Talking about the need for culture change in GM’s police force is pointless if no one knows what the problem is : MCC January Communities and Equalities Scrutiny Committee 

With police in the headlines – along with the Police, Crime, Sentencing and Courts Bill and its implication for environmental protest – our Team Scrutiny reporter Grace tuned into January’s committee to hear Andy Burnham miss the bigger picture on the GMP.

In September last year, Jennifer Williams wrote a comprehensive piece for MEN on the cultural problems within Greater Manchester Police (GMP), defining these issues as a “culture of denial, obfuscation and secrecy”.  On 11th January 2022, Andy Burnham (Mayor) and Bev Hughes (Deputy Mayor) were present at the Communities and Equalities Scrutiny Committee to answer questions on crime and policing in Manchester.  GMP’s need for culture change was referenced repeatedly, but never really in reference to the actual cultural issues raised in William’s article.

There were plenty of references by Burnham and Hughes to infrastructural changes (e.g. 11 new Chief Superintendent focusing on more visible leadership at the local level) and recent publications (e.g. the Kerslake Review).  But none of these changes or publications really have anything to do with understanding why GMP have cultural issues, nor understanding of what these cultural issues actually are (toxic secrecy and an inability to own mistakes). 

Burnham did point out, correctly, that these cultural issues were present prior to austerity, and so austerity cannot be used as an excuse for them.  If the loss of police infrastructure and resources isn’t the cause of a toxic policing culture, why will the introduction of new police infrastructure (e.g. Chief Superintendents) change it?  There’s a lack of understanding of this among certain councillors too, with Cllr Rawson (Chorlton Park) asking if any police stations will re-open?  Why re-open police stations if they’re going to be full of the same problem?

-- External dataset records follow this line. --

Issue #11332, opened 2025-07-24
[azsdk tsp] Re-add `tsp init` subcommand to azsdk cli


chrisradek:
Revert this commit once TypeSpec 1.3.0 is released:
https://github.com/Azure/azure-sdk-tools/pull/11281/commits/411b7c4254dc58e36faca8cfc8182a011b257d39

The next TypeSpec release will support calling `tsp init` with the additional CLI flags the MCP tool needs.

PR #11628, opened 2025-08-11
[azsdk cli] add tsp init tool

chrisradek:
Fixes https://github.com/Azure/azure-sdk-tools/issues/11332

This adds the `tsp init` subcommand to the azsdk cli. This is exposed both at the CLI and MCP layers.

It ends up calling the typespec compiler's `tsp init` tool under the hood.

### DIFF
--- a/tools/azsdk-cli/Azure.Sdk.Tools.Cli/Tools/TypeSpec/TspConvertTool.cs
+++ b/tools/azsdk-cli/Azure.Sdk.Tools.Cli/Tools/TypeSpec/TspConvertTool.cs
@@ -71,19 +71,26 @@ namespace Azure.Sdk.Tools.Cli.Tools.TypeSpec
             output.Output(result);
         }
 
-        [McpServerTool(Name = "azsdk_convert_swagger_to_typespec"), Description(@"Converts an existing Azure service swagger definition to a TypeSpec project.
-        Pass in the `pathToSwaggerReadme` which is the path to the swagger README file.
-        Pass in the `outputDirectory` where the TypeSpec project should be created. This must be an existing empty directory.
-        Pass in `isAzureResourceManagement` to indicate whether the swagger is for an Azure Resource Management (ARM) API.
-        This should be true if the swagger's path contains `resource-manager`.
-        Pass in `fullyCompatible` to indicate whether the generated TypeSpec project should be fully compatible with the swagger.
-        It is recommended not to set this to `true` so that the converted TypeSpec project
-        leverages TypeSpec built-in libraries with standard patterns and templates.
-        Returns path to the created project.")]
+        [
+            McpServerTool(Name = "azsdk_convert_swagger_to_typespec"),
+            Description("Converts an existing Azure service swagger definition to a TypeSpec project. Returns path to the created project.")
+        ]
         public async Task<TspToolResponse> ConvertSwaggerAsync(
+            [Description("Path to the swagger README file.")]
             string pathToSwaggerReadme,
+            [Description("The output directory for the generated TypeSpec project. This must be an existing empty directory.")]
             string outputDirectory,
+            [Description(@"
+                Indicates whether the swagger is for an Azure Resource Management (ARM) API.
+                Should be true if the swagger's path contains `resource-manager`.
+                ")
+            ]
             bool? isAzureResourceManagement,
+            [Description(@"
+                Indicates whether the generated TypeSpec project should be fully compatible with the swagger.
+                It is recommended to set this to `false` so that the generated project leverages TypeSpec built-in libraries with standard patterns and templates.
+                ")
+            ]
             bool? fullyCompatible,
             bool isCli,
             CancellationToken ct


tools/azsdk-cli/Azure.Sdk.Tools.Cli.Tests/Tools/TspToolTests.cs
```diff
@@ -63,5 +69,57 @@ public void ConvertSwagger_WithNonExistentFile_ShouldReturnError()
...
+
+        [Test]
+        public void Init_WithInvalidServiceNamespace_ShouldReturnError()
+        {
+            var npxHelper = new Mock<INpxHelper>().Object;
+            var logger = new Mock<ILogger<TypeSpecTool>>().Object;
+            var outputService = new Mock<IOutputService>().Object;
+            var tool = new TypeSpecTool(npxHelper, logger, outputService);
+
+            var result = tool.InitTypeSpecProject(outputDirectory: @"C:\temp", template: "azure-core", serviceNamespace: "");
```
richardpark-msft:
```suggestion
            var result = tool.InitTypeSpecProject(outputDirectory: @"not-used-at-all", template: "azure-core", serviceNamespace: "");
```

richardpark-msft: I like using this pattern to make it clear to readers that the parameter isn't used at all for the test. Otherwise it's kind of weird to have a parameter that's a Windows path when it should run everywhere.

tools/azsdk-cli/Azure.Sdk.Tools.Cli.Tests/Tools/TspToolTests.cs
```diff
@@ -63,5 +69,57 @@ public void ConvertSwagger_WithNonExistentFile_ShouldReturnError()
...
+
+        [Test]
+        public void Init_WithNonExistentDirectory_ShouldReturnError()
+        {
+            var npxHelper = new Mock<INpxHelper>().Object;
+            var logger = new Mock<ILogger<TypeSpecTool>>().Object;
+            var outputService = new Mock<IOutputService>().Object;
+            var tool = new TypeSpecTool(npxHelper, logger, outputService);
+
+            var result = tool.InitTypeSpecProject(outputDirectory: @"C:\nonexistent", template: "azure-core", serviceNamespace: "MyService");
```
richardpark-msft: Windows vs Linux paths?

tools/azsdk-cli/Azure.Sdk.Tools.Cli.Tests/Tools/TspToolTests.cs
```diff
@@ -63,5 +69,57 @@ public void ConvertSwagger_WithNonExistentFile_ShouldReturnError()
...
+
+            Assert.Multiple(() =>
+            {
+                Assert.That(result.IsSuccessful, Is.False);
+                Assert.That(result.ResponseError, Does.Contain("Invalid --output-directory"));
```
richardpark-msft: If these errors are just coming from `tsp` I don't think we need to test them here.

Specifically, you're just testing your integration calling into `tsp`, and not `tsp` itself.

tools/azsdk-cli/Azure.Sdk.Tools.Cli/Tools/TspTool/TspTool.cs
```diff
@@ -133,6 +161,64 @@ public TspToolResponse ConvertSwagger(string pathToSwaggerReadme, string outputD
...
+        public TspToolResponse InitTypeSpecProject(string outputDirectory, string template, string serviceNamespace)
+        {
+            try
+            {
+                logger.LogInformation("Initializing TypeSpec project: {outputDirectory}, template: {template}, serviceNamespace: {serviceNamespace}",
+                    outputDirectory, template, serviceNamespace);
+
+                // Validate template
+                var validTemplates = new[] { "azure-core", "azure-arm" };
+                if (string.IsNullOrWhiteSpace(template) || !validTemplates.Contains(template))
```
richardpark-msft: There's some shorthand for these kinds of checks:

[Argument.](https://github.com/Azure/azure-sdk-tools/blob/6135bcb69219964de571be1630aec34153115400/tools/azsdk-cli/Azure.Sdk.Tools.Cli/Tools/Generators/ReadMeGeneratorTool.cs#L144)

Then you could just centralize our exception handling in the caller to this function, and shorten it a bit.

tools/azsdk-cli/Azure.Sdk.Tools.Cli.Tests/Tools/TspToolTests.cs
chrisradek: This is actually checking that the azsdk tool throws a validation error - not that the underlying `tsp` cli throws that error - if that makes sense?

richardpark-msft: On that note does the error message that comes back actually just mention that the directory doesn't exist?

richardpark-msft: With enough info I think GHCP could solve it.

chrisradek: Yeah - the full error from a test run would be:
> Failed: Invalid --output-directory, Directory '/tmp/test-nonexistent-382c38a3-776b-4131-8212-e143a257af84' does not exist.

tools/azsdk-cli/Azure.Sdk.Tools.Cli/Tools/TspTool/TspTool.cs
```diff
@@ -19,11 +19,21 @@ namespace Azure.Sdk.Tools.Cli.Tools
...
         // commands
         private const string ConvertSwaggerCommandName = "convert-swagger";
+        private const string InitCommandName = "init";
 
+        // Shared command options
         private readonly Option<string> outputDirectoryArg = new("--output-directory", "The output directory for the generated TypeSpec project. This directory must already exist and be empty.") { IsRequired = true };
 
+        // Init command options
+        private readonly Option<string> templateArg = new("--template", "The template to use for the TypeSpec project. Valid values are: azure-core (for data-plane services), azure-arm (for resource-manager services)") { IsRequired = true };
+        private readonly Option<string> serviceNamespaceArg = new("--service-namespace", "The namespace of the service you are creating. This should be in Pascal case and represent the service's namespace.") { IsRequired = true };
```
benbp: I think you can add a validation function via System.CommandLine if you want to fail fast at invocation time.

tools/azsdk-cli/Azure.Sdk.Tools.Cli/Tools/TspTool/TspTool.cs
```diff
@@ -19,11 +19,21 @@ namespace Azure.Sdk.Tools.Cli.Tools
...
+
         // commands
         private const string ConvertSwaggerCommandName = "convert-swagger";
+        private const string InitCommandName = "init";
 
+        // Shared command options
         private readonly Option<string> outputDirectoryArg = new("--output-directory", "The output directory for the generated TypeSpec project. This directory must already exist and be empty.") { IsRequired = true };
 
+        // Init command options
+        private readonly Option<string> templateArg = new("--template", "The template to use for the TypeSpec project. Valid values are: azure-core (for data-plane services), azure-arm (for resource-manager services)") { IsRequired = true };
```
benbp: Using an enum type here instead of `string` would validate inclusion within the limited options.

tools/azsdk-cli/Azure.Sdk.Tools.Cli/Tools/TspTool/TspTool.cs
benbp: @richardpark-msft we can just use an enum type for the cli option.

benbp: I guess this doesn't help with mcp mode :( though the mcp client will always try to fill in values for these if they aren't optional parameters.

tools/azsdk-cli/Azure.Sdk.Tools.Cli/Tools/TspTool/TspTool.cs
```diff
@@ -79,6 +97,17 @@ private void HandleConvertCommand(InvocationContext ctx, CancellationToken ct)
             output.Output(result);
         }
 
+        private void HandleInitCommand(InvocationContext ctx, CancellationToken ct)
+        {
+            var outputDirectory = ctx.ParseResult.GetValueForOption(outputDirectoryArg);
+            var template = ctx.ParseResult.GetValueForOption(templateArg);
+            var serviceNamespace = ctx.ParseResult.GetValueForOption(serviceNamespaceArg);
+
+            TspToolResponse result = InitTypeSpecProject(outputDirectory: outputDirectory, template: template, serviceNamespace: serviceNamespace);
```
benbp: I think it's useful to pass the cancellation token down so it eventually gets used by the process helper and we can ctrl-c.

benbp: Then if we need to set global timeouts later on it's also supported.

benbp:
Looks pretty good just a couple minor comments.

tools/azsdk-cli/Azure.Sdk.Tools.Cli/Tools/TspTool/TspTool.cs
chrisradek: Yeah Richard and I were just discussing this yesterday. I put validation in the MCP path to be as helpful as possible to the calling AI agent. I could _also_ put more on the CLI path, but didn't put too much there since the CLI path calls the MCP method anyway.

tools/azsdk-cli/Azure.Sdk.Tools.Cli/Tools/TspTool/TspTool.cs
chrisradek: @benbp I updated process helper and npx helper to be async so that they accept cancellation tokens now.

tools/azsdk-cli/Azure.Sdk.Tools.Cli/Tools/TspTool/TspTool.cs
chrisradek: Updated to an enum, though I'm a little sad I still have to use a string with the choices listed out for the MCP path 😢

AlitzelMendez (approved):

tools/azsdk-cli/Azure.Sdk.Tools.Cli/Tools/TspTool/TspTool.cs
benbp: @chrisradek ah my bad I should have mentioned I have a PR up for process helper async (https://github.com/Azure/azure-sdk-tools/pull/11614) but I still have some work to do. I forgot that it's still sync in main.

chrisradek: Oh cool! Is that close to getting merged? I can back this change out or just wait for yours to get merged and resolve conflicts here, depending on timelines.

tools/azsdk-cli/Azure.Sdk.Tools.Cli/Tools/TspTool/TspTool.cs
benbp: Yeah I guess I didn't realize the enum custom string shortcomings with c#. Does this mean we can't pass `--template azure-core` and it has to be `--template azurecore` now?

chrisradek: That's right - no dashes going the enum route

tools/azsdk-cli/Azure.Sdk.Tools.Cli/Tools/TspTool/TspTool.cs
benbp: I'm aiming to get it in tomorrow. Otherwise I'm happy to just try to rebase against your changes, don't want to block you.

tools/azsdk-cli/Azure.Sdk.Tools.Cli/Tools/TspTool/TspTool.cs
benbp: Ahh, in that case maybe let's not do enums. Sorry to send you down this path.

tools/azsdk-cli/Azure.Sdk.Tools.Cli/Tools/TspTool/TspTool.cs
```diff
@@ -88,7 +167,7 @@ Pass in `fullyCompatible` to indicate whether the generated TypeSpec project sho
         It is recommended not to set this to `true` so that the converted TypeSpec project
         leverages TypeSpec built-in libraries with standard patterns and templates.
         Returns path to the created project.")]
-        public TspToolResponse ConvertSwagger(string pathToSwaggerReadme, string outputDirectory, bool? isAzureResourceManagement = null, bool? fullyCompatible = null)
+        public async Task<TspToolResponse> ConvertSwagger(string pathToSwaggerReadme, string outputDirectory, bool? isAzureResourceManagement = null, bool? fullyCompatible = null, CancellationToken ct = default)
```
praveenkuttappan:
```suggestion
        public async Task<TspToolResponse> ConvertSwaggerAsync(string pathToSwaggerReadme, string outputDirectory, bool? isAzureResourceManagement = null, bool? fullyCompatible = null, CancellationToken ct = default)
```

tools/azsdk-cli/Azure.Sdk.Tools.Cli/Tools/TspTool/TspTool.cs
```diff
@@ -133,6 +212,68 @@ public TspToolResponse ConvertSwagger(string pathToSwaggerReadme, string outputD
             }
         }
 
+        [McpServerTool(Name = "azsdk_init_typespec_project"), Description("Use this tool to initialize a new TypeSpec project. Returns the path to the created project.")]
+        public async Task<TspToolResponse> InitTypeSpecProject(
```
praveenkuttappan:
```suggestion
        public async Task<TspToolResponse> InitTypeSpecProjectAsync(
```

tools/azsdk-cli/Azure.Sdk.Tools.Cli/Tools/TspTool/TspTool.cs
```diff
@@ -133,6 +212,68 @@ public TspToolResponse ConvertSwagger(string pathToSwaggerReadme, string outputD
...
+            [Description("Pass in the output directory where the project should be created. Must be an existing empty directory.")]
+            string outputDirectory,
+            [Description("`azure-core` for data-plane services, or `azure-arm` for resource-manager services.")]
+            string template,
```
praveenkuttappan: One another option is to take a param whether it's mgmt or data and then use the template based on the type?

tools/azsdk-cli/Azure.Sdk.Tools.Cli/Tools/TspTool/TspTool.cs
```diff
@@ -133,6 +212,68 @@ public TspToolResponse ConvertSwagger(string pathToSwaggerReadme, string outputD
...
+                {
+                    SetFailure();
+                    return new TspToolResponse
+                    {
+                        ResponseError = $"Failed: Invalid --template, '{template}'. Must be one of: {string.Join(", ", validTemplates)}."
+                    };
+                }
+
+                // Validate service namespace
+                if (string.IsNullOrWhiteSpace(serviceNamespace))
```
praveenkuttappan: Description says "Microsoft." prefix should be removed from service name when tool is called. Is it better to enforce it and remove it ourselves if it is present in the value.

tools/azsdk-cli/Azure.Sdk.Tools.Cli/Tools/TspTool/TspTool.cs
chrisradek: Do you mean just renaming these values? Or changing to a boolean like `isArm` and deciding based on that?

praveenkuttappan: Changing to bool and decide based on that. But if you intention is to use any other project as a template in the future then let's go with current approach.

tools/azsdk-cli/Azure.Sdk.Tools.Cli/Tools/TspTool/TspTool.cs
```diff
@@ -11,25 +11,76 @@
...
+
+
     /// <summary>
     /// This tool provides functionality for initializing TypeSpec projects and converting existing Azure service swagger definitions to TypeSpec projects.
     /// Use this tool to onboard to TypeSpec for new services or convert existing services.
     /// </summary>
     [McpServerToolType, Description("Tools for initializing TypeSpec projects and converting existing Azure service swagger definitions to TypeSpec projects.")]
     public class TypeSpecTool(INpxHelper npxHelper, ILogger<TypeSpecTool> logger, IOutputService output) : MCPTool
     {
+        /// <summary>
```
praveenkuttappan: You will need to rebase with latest and move this class into TypeSpec namespace. I would also like to see this new tool added in its own MCPTool class. We are trying to get to a stage one tool per class to enforce some cli hierarchy and as part of that work, we will split current class with multiple tools into its own class per tool call.

richardpark-msft: @jsquire will be happy to read this ;)

jsquire: Yay!

chrisradek: Thanks - was waiting on the processhelper changes to rebase - see those are in now! Will split this into its own class.

tools/azsdk-cli/Azure.Sdk.Tools.Cli/Tools/TspTool/TspTool.cs
chrisradek: Switched back to not enums

tools/azsdk-cli/Azure.Sdk.Tools.Cli/Tools/TspTool/TspTool.cs
chrisradek: Yes - I do imagine adding other templates in the future as well.

tools/azsdk-cli/Azure.Sdk.Tools.Cli/Tools/TspTool/TspTool.cs
chrisradek: Now removing prefix for ARM specs

tools/azsdk-cli/Azure.Sdk.Tools.Cli/Tools/TspTool/TspTool.cs
chrisradek: Updated!

tools/azsdk-cli/Azure.Sdk.Tools.Cli/Tools/TypeSpec/TspInitTool.cs
```diff
@@ -0,0 +1,226 @@
...
+using Azure.Sdk.Tools.Cli.Services;
+using Azure.Sdk.Tools.Cli.Contract;
+using Azure.Sdk.Tools.Cli.Models.Responses;
+using ModelContextProtocol.Server;
+using Azure.Sdk.Tools.Cli.Helpers;
+using Azure.Sdk.Tools.Cli.Commands;
+
+namespace Azure.Sdk.Tools.Cli.Tools.TypeSpec
+{
+
```
richardpark-msft: This excessive whitespace is just throwing away money.

tools/azsdk-cli/Azure.Sdk.Tools.Cli/Commands/SharedCommandGroups.cs
```diff
@@ -41,12 +41,18 @@ public static class SharedCommandGroups
             Options: []
         );
 
-        #if DEBUG
+        public static readonly CommandGroup TypeSpec = new(
+            Verb: "tsp",
+            Description: "Tools for setting up TypeSpec projects",
```
richardpark-msft:
```suggestion
            Description: "Tools for setting up or working with TypeSpec projects",
```

tools/azsdk-cli/Azure.Sdk.Tools.Cli/Tools/TypeSpec/TspConvertTool.cs
```diff
@@ -8,47 +8,53 @@
 using Azure.Sdk.Tools.Cli.Models.Responses;
 using ModelContextProtocol.Server;
 using Azure.Sdk.Tools.Cli.Helpers;
+using Azure.Sdk.Tools.Cli.Commands;
 
 namespace Azure.Sdk.Tools.Cli.Tools.TypeSpec
 {
+
```
richardpark-msft: Seriously, do you think we're made of newlines here?

tools/azsdk-cli/Azure.Sdk.Tools.Cli/Tools/TypeSpec/TspConvertTool.cs
```diff
@@ -8,47 +8,53 @@
...
-    /// This tool provides functionality for initializing TypeSpec projects and converting existing Azure service swagger definitions to TypeSpec projects.
-    /// Use this tool to onboard to TypeSpec for new services or convert existing services.
+    /// This tool provides functionality for converting existing Azure service swagger definitions to TypeSpec projects.
+    /// Use this tool to convert existing services to TypeSpec.
     /// </summary>
-    [McpServerToolType, Description("Tools for initializing TypeSpec projects and converting existing Azure service swagger definitions to TypeSpec projects.")]
-    public class TypeSpecTool(INpxHelper npxHelper, ILogger<TypeSpecTool> logger, IOutputHelper output) : MCPTool
+    [McpServerToolType, Description("Tools for converting existing Azure service swagger definitions to TypeSpec projects.")]
+    public class TypeSpecConvertTool : MCPTool
     {
```
richardpark-msft: I'm going to take away your ENTER key

tools/azsdk-cli/Azure.Sdk.Tools.Cli/Tools/TypeSpec/TspConvertTool.cs
```diff
@@ -8,47 +8,53 @@
...
+        // command options
         private readonly Option<string> outputDirectoryArg = new("--output-directory", "The output directory for the generated TypeSpec project. This directory must already exist and be empty.") { IsRequired = true };
-
         private readonly Option<string> swaggerReadmeArg = new("--swagger-readme", "The path or URL to an Azure swagger README file.") { IsRequired = true };
         private readonly Option<bool> isArmOption = new("--arm", "Whether the generated TypeSpec project is for an Azure Resource Management (ARM) API. This should be true if the swagger's path contains 'resource-manager'.");
         private readonly Option<bool> fullyCompatibleOption = new("--fully-compatible", "Whether to generate a TypeSpec project that is fully compatible with the swagger. It is recommended not to set this to true so that the converted TypeSpec project leverages TypeSpec built-in libraries with standard patterns and templates.");
 
         public override Command GetCommand()
         {
-            var tspCommand = new Command("tsp", "Tools for initializing TypeSpec projects and converting existing Azure service swagger definitions to TypeSpec projects");
```
richardpark-msft, line 45: Well, well, well.

tools/azsdk-cli/Azure.Sdk.Tools.Cli/Tools/TypeSpec/TspConvertTool.cs
```diff
@@ -87,7 +93,7 @@ Pass in `fullyCompatible` to indicate whether the generated TypeSpec project sho
         It is recommended not to set this to `true` so that the converted TypeSpec project
         leverages TypeSpec built-in libraries with standard patterns and templates.
         Returns path to the created project.")]
-        public async Task<TspToolResponse> ConvertSwagger(
+        public async Task<TspToolResponse> ConvertSwaggerAsync(
```
richardpark-msft, line 78: Hey, a much better programmer already did this much better:

https://github.com/chrisradek/azure-sdk-tools/blob/b899390e4fae1bb92a255dd184560f739d7e515b/tools/azsdk-cli/Azure.Sdk.Tools.Cli/Tools/TypeSpec/TspInitTool.cs#L118

tools/azsdk-cli/Azure.Sdk.Tools.Cli/Tools/TypeSpec/TspConvertTool.cs
```diff
@@ -162,7 +168,7 @@ CancellationToken ct
             return null; // Validation passed
```
richardpark-msft, line 161: I can't leave a comment on the right spot, but above this you've just started your newline additions again. AGAIN! :)

tools/azsdk-cli/Azure.Sdk.Tools.Cli/Tools/TypeSpec/TspInitTool.cs
```diff
@@ -0,0 +1,226 @@
...
+                serviceNamespaceArg
+            };
+            command.SetHandler(async ctx => { await HandleCommand(ctx, ctx.GetCancellationToken()); });
+
+            return command;
+        }
+
+        public override async Task HandleCommand(InvocationContext ctx, CancellationToken ct)
+        {
+            var command = ctx.ParseResult.CommandResult.Command.Name;
```
richardpark-msft: I think you can just remove this boilerplate, and call into `HandleInitCommandAsync` directly, since there's only one command implemented here.

tools/azsdk-cli/Azure.Sdk.Tools.Cli/Tools/TypeSpec/TspConvertTool.cs
```diff
@@ -59,17 +56,7 @@ public override Command GetCommand()
...
-            {
-                case ConvertSwaggerCommandName:
-                    await HandleConvertCommandAsync(ctx, ct);
-                    return;
-                default:
-                    SetFailure();
-                    output.Output($"Unknown command: {command}");
-                    return;
-            }
+            await HandleConvertCommandAsync(ctx, ct);
```
richardpark-msft, line 59: NIT: and now you don't even need this sub-function anymore.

My take on the whole thing is that a core part of the cultural issues summed up in the MEN article is that GMP don’t know how to listen.  They don’t know how to listen to local politicians (as mentioned by Cllr Connolly of Moston in the meeting), they don’t know how to listen to each other (as seen by fact they are losing staff numbers, with one ex-GMP employee saying that “being a whistleblower is not a career path”), they don’t know how to listen to journalistic criticism (as William showed in her articles on her experience of covering the IT systems failure) and – most importantly – they don’t know how to listen to victims of crime. 

Following the meeting, I read the GMP’s “Our Public Promises” document, something praised by Cllr Rawson in the meeting for its succinct account of what the public can expect from the police.  But this publication is rife with issues – which I won’t delve into today – such as promises that “more criminals will be arrested” (which ones?  The sex workers?  Or the rapists?).  There were some promising statements, like “You will feel like we care about you” but I’ve not come across any actual evidence for how these less tangible things will be achieved – hearing aids maybe?  These are the key areas where the actual culture of GMP can be worked on, and yet these are the areas no one at GMP talks about.  The images used in the document (see below) sum up a lot up: stills of police as a faceless force whose main job is putting people in handcuffs and smashing down doors, something which I think sums up how GMP sees themselves and what people want the public wants from them.

At the end of the day, the whole situation seems entirely predictable.  How does a culture with a deep-rooted inability to accept criticism react when it needs to accept criticism?  It doesn’t.